I see a difference in purposefully burning property. I see a difference in foreign nationals waving foreign flags in a protest about people being sent back to those very countries. (Personally, I don't buy the dollar amount cited for damages J6 knowing how over inflated everything is in DC. Hypothetically, the $2000 dollar damaged chair that's priced at $40 at Ashley Furniture: same chair.)
There's a legitimate point here. The government had TSA employees investigating people who were in DC that day. Here we have the state government doing what? We have people screaming "due process" for illegal immigrants and the same wasn't afforded to those on J6.

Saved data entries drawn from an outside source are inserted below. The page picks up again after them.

Issue #1260, opened 2025-05-15
slow import


brianpm:
I've noticed that recent versions of uxarray seem to take a while to import. On casper I am usually seeing more than 10seconds (and less than a minute, with quite a bit of variation). Using version '2025.5.1' with python 3.12.3.

rajeeja:
I noticed this also, indeed this is an issue, I wrote a script to test this out on my local osx machine, v2024.07.1 is an outlier at 11.26 s, recent one's are around 5.5, v2024.08.2 and v2024.04.0 are in 4 s range. 

Will run the profiler to check what's taking long..

```
v2025.05.1: 5.3290 s

v2025.05.0: 5.4735 s

v2025.04.0: 5.5810 s

v2025.03.0: 5.5754 s

v2025.02.1: 5.4720 s

v2025.02.0: 5.4160 s

v2025.01.0: 5.5482 s

v2024.12.0: 5.3332 s

v2024.11.1: 5.5428 s

v2024.11.0: 6.3427 s

v2024.10.1: 6.2609 s

v2024.10.0: 5.3786 s

v2024.08.2: 4.2361 s

v2024.08.1: 4.2115 s

v2024.08.0: 4.3526 s

v2024.07.1: 11.2629 s

v2024.07.0: 4.2546 s

v2024.06.0: 4.1834 s

v2024.05.0: 4.5880 s

v2024.04.0: 4.2596 s
```

rajeeja:
There are several, but this on: 

```
from holoviews.operation.datashader import rasterize as hds_rasterize
```

takes forever.. from file: uxarray/plot/dataarray_plot.py

philipc2:
#1265

PR #1265, opened 2025-05-16
Reduce Import TIme 

rajeeja:
Need to do more profiling and lazy loading etc. lots of room for improvement #1260


rajeeja:
On my local the time has gone down from 5.4 to 3.1 now!

philipc2:
Nice work @rajeeja 

Going to push a few more changes that I had in mind also.

philipc2:
## Before
image


## After

image

aaronzedwick:
Why are we removing our color maps? @philipc2

philipc2:
> Why are we removing our color maps? @philipc2

These were being computed eagerly when loading the package and leading to degraded import times, and the blue/green ones are not great in terms of accessibility.

PR #1271, opened 2025-05-20
DRAFT: Native Matplotlib Plotting Routines 

philipc2:
Closes #XXX

### DIFF
--- a/uxarray/grid/grid.py
+++ b/uxarray/grid/grid.py
@@ -424,7 +424,7 @@ class Grid:
             ds = _regional_delaunay_from_points(_points, boundary_points)
         else:
             raise ValueError(
-                f"Unsupported method '{method}'. Expected one of ['spherical_voronoi', 'spherical_delaunay']."
+                f"Unsupported method '{method}'. Expected one of ['spherical_voronoi', 'spherical_delaunay', 'regional_delaunay']."
             )
 
         return cls.from_dataset(dataset=ds, source_grid_spec=method)
--- a/uxarray/plot/matplotlib.py
+++ b/uxarray/plot/matplotlib.py
@@ -1,0 +1,95 @@
+from __future__ import annotations
+
+from typing import TYPE_CHECKING
+
+import numpy as np
+
+if TYPE_CHECKING:
+    from uxarray import UxDataArray
+
+
+def uxplot(data: UxDataArray, ax=None, **kwargs):
+    fig = ax.get_figure()
+    fig.canvas.draw()
+    res = _sample_grid(data, ax)
+
+    im = ax.imshow(
+        res,
+        origin="lower",
+        extent=ax.get_xlim() + ax.get_ylim(),
+        **kwargs,
+    )
+
+    return im
+
+
+def uxcontour(data: UxDataArray, ax=None, **kwargs):
+    fig = ax.get_figure()
+    fig.canvas.draw()
+    res = _sample_grid(data, ax)
+
+    im = ax.contour(
+        res,
+        origin="lower",
+        extent=ax.get_xlim() + ax.get_ylim(),
+        **kwargs,
+    )
+
+    return im
+
+
+def _get_points_from_axis(ax):
+    import cartopy.crs as ccrs
+
+    x0, x1 = ax.get_xlim()
+    y0, y1 = ax.get_ylim()
+
+    _, _, nx, ny = np.array(ax.bbox.bounds, dtype=int)
+
+    dx = (x1 - x0) / nx
+    dy = (y1 - y0) / ny
+    x = np.linspace(x0 + dx / 2, x1 - dx / 2, nx)
+    y = np.linspace(y0 + dy / 2, y1 - dy / 2, ny)
+    x2d, y2d = np.meshgrid(x, y)
+
+    lonlat = ccrs.PlateCarree().transform_points(ax.projection, x2d, y2d)
+
+    valid = np.isfinite(lonlat[..., 0]) & np.isfinite(lonlat[..., 1])
+
+    lons = np.deg2rad(lonlat[..., 0][valid])
+    lats = np.deg2rad(lonlat[..., 1][valid])
+
+    xs = np.cos(lats) * np.cos(lons)
+    ys = np.cos(lats) * np.sin(lons)
+    zs = np.sin(lats)
+    pts = np.vstack((xs, ys, zs)).T
+
+    return pts, valid, nx, ny
+
+
+def _sample_grid(
+    data: UxDataArray,
+    ax=None,
+):
+    pts, valid, nx, ny = _get_points_from_axis(ax)
+    face_indices, counts = data.uxgrid.get_faces_containing_point(
+        point_xyz=pts,
+        return_counts=True,
+    )
+
+    # TODO: instead of picking the first face, consider an average
+
+    # pick the first face
+    first_face = face_indices[:, 0]
+    first_face[counts == 0] = -1
+
+    # build an array of values for each valid point
+    flat_vals = np.full(first_face.shape, np.nan, dtype=float)
+    mask_has_face = first_face >= 0
+    flat_vals[mask_has_face] = data.values[first_face[mask_has_face]]
+
+    # scatter back into a full raster via the valid mask
+    res = np.full((ny, nx), np.nan, dtype=float)
+    res.flat[np.flatnonzero(valid.ravel())] = flat_vals
+
+    return res


philipc2:
@brianpm 

Let me know if you have any feedback on this. I'm curious whether you think `imshow()` is an appropriate name here or if you have any other ideas.

philipc2:
Rendering some data from the hackathon (HEALPix zoom=10) only takes about 5s on Derecho.

image

kafitzgerald (commented):
I'm a little worried that the API here might be confusing and not particularly intuitive for users familiar with conventions in the broader scientific Python ecosystem for a couple of reasons.

The first being that it deviates from other high level plotting APIs in the scientific Python ecosystem that use `.plot()` and `.hvplot()`.  This is definitely beyond the scope of this PR, but adds some potential for confusion and complexity here. 

And the second that `imshow()` here is pretty different from how it's used in Xarray and Matplotlib (e.g. there's a good bit going on with the resampling, Cartopy is used by default, etc.).  Maybe a new name would be appropriate?  

That said, I don't know that I have a great suggestion for what to do here.  I suspect that something chained onto the `.plot()` accessor would be more intuitive, but that seems a bit complicated and potentially confusing given what's already present. Maybe implementing something under `uxarray.plot.mpl.plot()` for a high level Matplotlib plotting interface could work?

erogluorhan:
> I'm a little worried that the API here might be confusing and not particularly intuitive for users familiar with conventions in the broader scientific Python ecosystem for a couple of reasons.
> 
> The first being that it deviates from other high level plotting APIs in the scientific Python ecosystem that use `.plot()` and `.hvplot()`. This is definitely beyond the scope of this PR, but adds some potential for confusion and complexity here.
> 
> And the second that `imshow()` here is pretty different from how it's used in Xarray and Matplotlib (e.g. there's a good bit going on with the resampling, Cartopy is used by default, etc.). Maybe a new name would be appropriate?
> 
> That said, I don't know that I have a great suggestion for what to do here. I suspect that something chained onto the `.plot()` accessor would be more intuitive, but that seems a bit complicated and potentially confusing given what's already present. Maybe implementing something under `uxarray.plot.mpl.plot()` for a high level Matplotlib plotting interface could work?
> 
> **Edited to add:** I should also say it's really exciting to see this and I think folks will very much appreciate having better support for Matplotlib and the performance improvements.

I agree with the concerns here. Also, the `uxarray.plot.mpl.<vis.func.>`suggestion makes sense.

philipc2:
Thanks for the great feedback @kafitzgerald !

> That said, I don't know that I have a great suggestion for what to do here. I suspect that something chained onto the .plot() accessor would be more intuitive, but that seems a bit complicated and potentially confusing given what's already present. Maybe implementing something under uxarray.plot.mpl.plot() for a high level Matplotlib plotting interface could work?

I like the idea of having it named `.plot()`.

> The first being that it deviates from other high level plotting APIs in the scientific Python ecosystem that use .plot() and .hvplot(). This is definitely beyond the scope of this PR, but adds some potential for confusion and complexity here.

Agreed. It would be nice to have it better integrated under our `.plot()`, but that is something we can include down the line if we chose to refactor our existing plotting API. Keeping it as a standalone function seems like a good middle ground for now.

kafitzgerald:
The more I think about it, I'm less sure about my suggestion of `plot` over `imshow`.

I do still like the idea of laying groundwork to eventually imitate the approach xarray has taken though with `plot` and `plot.wrapped_plotting_function` with some default plot types based upon dimensionality and additional wrapped plotting functions (i.e. some of the ones Brian mentioned).  I think I'm just less confident which plotting function should serve as the default(s) for UXarray and that seems like a conversation for later.  

I suppose `imshow` isn't necessarily something that could be used directly in UXarray and therefore may not be quite as confusing as I was initially thinking, but I could still see wanting to use an `imshow` visualization function w/out Cartopy and/or having more control over the resampling for something called `imshow`.  Maybe a new name (`geoimshow` or one of Brian's suggestions) makes sense for this until a more general `imshow` function is implemented?

Sorry for the back and for on this.

philipc2:
@brianpm @kafitzgerald 

Actually, what about something like the following? Instead of having seperate plotting functions at this stage, what if we instead expose the sampling that we do, which can be passed into whichever function the user desires? 

```Python
import cartopy.crs as ccrs
import uxarray as ux 
from uxarray.plot.matplotlib import sample_grid

fig, ax = plt.subplots(
    subplot_kw={'projection': ccrs.Orthographic(central_longitude=-90, central_latitude=45)},
    figsize=(10, 5),
)

uxda = ux.UxDataArray(...)

# Sample the unstructured grid onto a GeoAxes
sampled_data = sample_grid(uxda, ax=ax, method='nearest')

# Can add other methods eventually 
# sampled_data = sample_grid(uxda, ax=ax, method='bilinear') 

# Show the raster data
ax.imshow(sampled_data, ...)

# Draw Contours on the sampled data 
ax.contour(sampled_data, ...)
ax.contourf(sampled_data, ...)
```

mkavulich:
> Instead of having seperate plotting functions at this stage, what if we instead expose the sampling that we do, which can be passed into whichever function the user desires?

To offer a user perspective, this would be desirable for our command-line plotting applications, where we are creating PNG graphics files for later use rather than trying to visualize them immediately.

kafitzgerald:
> Exposing the sampling as opposed to writing separate functions at this point might be better, especially since we do plan to have a more direct `.plot()` accessor eventually.

I like this for the time being and the demo above looks good to me!

philipc2:
Failing tests due to a Numpy compatibility issue with Numba, see #1292

philipc2:
I've made the requested changes, adding a `UxDataArray.rasterize_to_geoaxes()` method.

I like this design a lot more, and it directly enables more workflows than were possible with the initial implementation.

philipc2:
I have also updated our user guide section on [Plotting with Matplotlib and Cartopy](https://uxarray--1271.org.readthedocs.build/en/1271/user-guide/mpl.html)

docs/api.rst
```diff
@@ -275,6 +277,7 @@ UxDataArray
    UxDataArray.plot.points
    UxDataArray.plot.line
    UxDataArray.plot.scatter
+   UxDataArray.rasterize_to_geoaxes
```
erogluorhan:
```suggestion
   UxDataArray.to_raster
```

docs/api.rst
```diff
@@ -285,6 +288,15 @@ UxDataset
...
    UxDataset.plot
 
+Standalone Functions
+~~~~~~~~~~~~~~~~~~~~
+
+.. autosummary::
+   :toctree: generated/
+   :template: autosummary/accessor_method.rst
+
+   uxarray.plot.imshow
```
erogluorhan: Need to remove this now

test/test_plot.py
```diff
@@ -91,3 +94,19 @@ def test_scatter():
     uxds = ux.open_dataset(gridfile_mpas, gridfile_mpas)
     _plot_line = uxds['bottomDepth'].zonal_average().plot.scatter()
     assert isinstance(_plot_line, hv.Scatter)
+
+
+
+def test_rasterize_to_geoaxes():
```
erogluorhan:
```suggestion
def test_to_raster():
```

uxarray/grid/grid.py
```diff
@@ -2182,149 +2169,62 @@ def to_geodataframe(
...
-            if not override:
-                return self._line_collection_cached_parameters["line_collection"]
+        if self._cached_line_collection:
+            return copy.deepcopy(self._cached_line_collection)
 
         line_collection = _grid_to_matplotlib_linecollection(
             grid=self,
-            periodic_elements=periodic_elements,
-            projection=projection,
+            periodic_elements="ingore",
```
erogluorhan, line 2218:
```suggestion
            periodic_elements="ignore",
```

erogluorhan (commented):
Thanks for putting this together! I like it overall; just see a few comments below please.

docs/user-guide/mpl.ipynb
```diff
@@ -5,379 +5,321 @@
    "id": "2cea9b83a226284a",
```
erogluorhan, line 5: <p>You meant to say "... rasterization is extremely fast" I believe.</p>
<br/>

 _Reply via <a href='https://app.reviewnb.com/UXARRAY/uxarray/pull/1271/discussion/#comment-2161996591'>ReviewNB</a>_ <div id='ReviewNBCommentContext-DoNotDelete' style='display:none' data-state='RESOLVED' data-cellIndex='4'/>

erogluorhan, line 5: <p>Typo: geometiries</p>
<br/>

 _Reply via <a href='https://app.reviewnb.com/UXARRAY/uxarray/pull/1271/discussion/#comment-2161996594'>ReviewNB</a>_ <div id='ReviewNBCommentContext-DoNotDelete' style='display:none' data-state='RESOLVED' data-cellIndex='9'/>

philipc2: <p>Indeed. Good catch </p>

docs/api.rst
```diff
@@ -223,25 +207,59 @@ Grid Accessor
 
    UxDataset.uxgrid
 
-I/O & Conversion
-~~~~~~~~~~~~~~~~
+
+Conversion Methods
+------------------
+
+UXarray provides functionality to convert to other data formats to enable workflows with existing tools, such as
```
erogluorhan:
```suggestion
UXarray provides functionality to convert its unstructured grids representation to other data structures that can be ingested by existing, widely used tools, such as Matplotlib and Cartopy. This allows users to keep using their workflows with such tools.
```

How about something like this?

docs/api.rst
```diff
@@ -223,25 +207,59 @@ Grid Accessor
...
+Matplotlib and Cartopy.
```
erogluorhan:
```suggestion
```

This removal if the above suggestion is accepted.

docs/api.rst
philipc2: This sounds great.

kafitzgerald (approved):
Looks good to me!

Issue #1280, opened 2025-05-29
encode exodus from healpix


rajeeja:
### Version

latest

### How did you install UXarray?

Source

### What happened?

KeyError: 'node_lon'

### What did you expect to happen?

encoding to throw no error

### Can you provide a MCVE to repoduce the bug?

```python
import uxarray as ux
h = ux.Grid.from_healpix(zoom=3)
exa = h.encode_as("Exodus")
```

erogluorhan:
Double check to see if it should have been fixed by now

Issue #1279, opened 2025-05-29
encode/save to UGRID after healpix creation


rajeeja:
### Version

latest

### How did you install UXarray?

Source

### What happened?

created healpix mesh and tried to write ugrid, resulted in error.

We might need iterate through the attributes of the input dataset and convert any boolean values to integers (0 for `False`, 1 for `True`) before assigning them to the output dataset's attributes. This should resolve the issue when writing to netCDF.

### What did you expect to happen?

file written correctly.
`
TypeError: illegal data type for attribute b'nest', must be one of dict_keys(['S1', 'i1', 'u1', 'i2', 'u2', 'i4', 'u4', 'i8', 'u8', 'f4', 'f8']), got b1`

### Can you provide a MCVE to repoduce the bug?

```python
import uxarray as ux
h = ux.Grid.from_healpix(zoom=3)
uxa = h.encode_as("UGRID")
uxa.to_netcdf("uxa.nc")
```

philipc2:
Fixed in #1282

PR #1282, opened 2025-05-29
Deprecate Grid.encode_as, Add esmf writer, Add tests, fix to_netcdf bug after healpix mesh creation 

### LINKED ISSUE #1242: Exodus writer does not write `num_elem` dimension
https://github.com/UXARRAY/uxarray/blob/ff253ede22aa804c1192f87694b5dde275f90852/uxarray/io/_exodus.py#L109-L293

rajeeja:
Closes #1242 #1279 and #1280

### DIFF
--- a/uxarray/grid/dual.py
+++ b/uxarray/grid/dual.py
@@ -1,5 +1,5 @@
 import numpy as np
-from numba import njit
+from numba import njit, prange
 
 from uxarray.constants import INT_DTYPE, INT_FILL_VALUE
 
@@ -26,7 +26,6 @@ def construct_dual(grid):
     dual_node_z = grid.face_z.values
 
     # Get other information from the grid needed
-    n_node = grid.n_node
     node_x = grid.node_x.values
     node_y = grid.node_y.values
     node_z = grid.node_z.values
@@ -35,10 +34,18 @@ def construct_dual(grid):
     # Get an array with the number of edges for each face
     n_edges_mask = node_face_connectivity != INT_FILL_VALUE
     n_edges = np.sum(n_edges_mask, axis=1)
+    max_edges = node_face_connectivity.shape[1]
+
+    # Only nodes with 3+ edges can form valid dual faces
+    valid_node_indices = np.where(n_edges >= 3)[0]
+
+    construct_node_face_connectivity = np.full(
+        (len(valid_node_indices), max_edges), INT_FILL_VALUE, dtype=INT_DTYPE
+    )
 
     # Construct and return the faces
     new_node_face_connectivity = construct_faces(
-        n_node,
+        valid_node_indices,
         n_edges,
         dual_node_x,
         dual_node_y,
@@ -47,14 +54,16 @@ def construct_dual(grid):
         node_x,
         node_y,
         node_z,
+        construct_node_face_connectivity,
+        max_edges,
     )
 
     return new_node_face_connectivity
 
 
-@njit(cache=True)
+@njit(cache=True, parallel=True)
 def construct_faces(
-    n_node,
+    valid_node_indices,
     n_edges,
     dual_node_x,
     dual_node_y,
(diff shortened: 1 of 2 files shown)


uxarray/grid/grid.py
```diff
@@ -1864,14 +1864,21 @@ def encode_as(self, grid_type: str) -> xr.Dataset:
         warn(
             "Grid.encode_as will be deprecated in a future release. Please use Grid.to_xarray instead."
         )
+        grid_type = grid_type.lower()
+        # Node boundaries/coords are not populated by default. Accessing node_lon will trigger their population.
+        # Do this before encoding to ensure that the node boundaries/coords are populated.
+        if "node_lon" not in self._ds.variables:
+            _ = self.node_lon
```
philipc2: We don't need the if statement here, since that will trigger if we simply call the `node_lon` property.

uxarray/grid/grid.py
```diff
@@ -1864,14 +1864,21 @@ def encode_as(self, grid_type: str) -> xr.Dataset:
         warn(
             "Grid.encode_as will be deprecated in a future release. Please use Grid.to_xarray instead."
         )
+        grid_type = grid_type.lower()
```
philipc2: Is this necessary? I would like to keep them uppercase.

uxarray/grid/grid.py
```diff
@@ -1864,14 +1864,21 @@ def encode_as(self, grid_type: str) -> xr.Dataset:
...
+        # Node boundaries/coords are not populated by default. Accessing node_lon will trigger their population.
+        # Do this before encoding to ensure that the node boundaries/coords are populated.
+        if "node_lon" not in self._ds.variables:
+            _ = self.node_lon
 
-        if grid_type == "UGRID":
+        grid_type = grid_type.lower()
```
philipc2: See above

philipc2 (changes requested):

uxarray/grid/grid.py
rajeeja: yes, give flexibility and doesn't impose too much. I used EXODUS, it specifically wanted Exodus. Rather just check the spelling and not the case. We can stick to all caps in all examples etc. to keep things uniform on our end - enforcing as a requirement via code isn't a good idea - i think.

uxarray/grid/grid.py
rajeeja: Good observations. Fixed.

rajeeja:
@erogluorhan please review.

test/test_healpix.py
```diff
@@ -99,3 +99,31 @@ def test_invalid_cells():
...
+    uxa_ugrid = h.encode_as("UGRID")
+    uxa_exodus = h.encode_as("Exodus")
+
+
+    tmp_filename_ugrid = tmp_path / "healpix_test_ugrid.nc"
+    tmp_filename_exodus = tmp_path / "healpix_test_exodus.exo"
+
+    # Save to netCDF
+    uxa_ugrid.to_netcdf(tmp_filename_ugrid)
+    uxa_exodus.to_netcdf(tmp_filename_exodus)
```
erogluorhan: I know the two issues were about ugrid and Exodus only, but should you have added encode to the encode formats as will into this test case?

uxarray/io/_ugrid.py
```diff
@@ -93,30 +93,42 @@ def _encode_ugrid(ds):
     """Encodes an unstructured grid represented under a ``Grid`` object as a
     ``xr.Dataset`` with an updated grid topology variable."""
 
-    if "grid_topology" in ds:
-        ds = ds.drop_vars(["grid_topology"])
+    # Create a copy of the input dataset to avoid modifying the original Grid._ds
+    out_ds = ds.copy()
```
erogluorhan: Good catch, but no need for use of `.copy()` and duplicate variables (i.e. `out_ds`) if you can keep the original code and replace only:

`ds["grid_topology"] = grid_topology_da` 

on Line 117 with the following: 

`ds = ds.assign(grid_topology=grid_topology_da)`

This way, since there is an assignment back to `ds`, it will not change the original `_ds` (will not behave like pass-by-reference)

uxarray/io/_ugrid.py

From where I stand I don't think I could stand idly and just watch folks attack LEO's: no matter what branch. I don't hang out with law enforcement folks. It's not that I don't like them. They have their job; let 'em do it.
The dichotomy. On J6 there were people "protesting" that were unhinged. There were also people there fully cooperating with the government officials and offering no threat. Yet, they were looped in together. Here we have fires and vandalism raging and these events are, once again, tagged as "peaceful protest." We're seeing the violence in these "peaceful demonstrations."
(While I don't know the validity, I find it ironic I'm seeing pictures of pallets of cinder blocks being dropped off in the LA area. Are they repeats of the same images from 2020? Or, the same thing happening again?)
I know this is somewhat petty but I'll say it again. I was DONE the day they destroyed the Hall's downtown (along with some other nice eateries.) In my book, that's not "free speech" any longer. It wasn't, and isn't, speech. It's uncivilized destruction. Yet another example of how "multiculturalism societies" don't work in the vast majority of situations.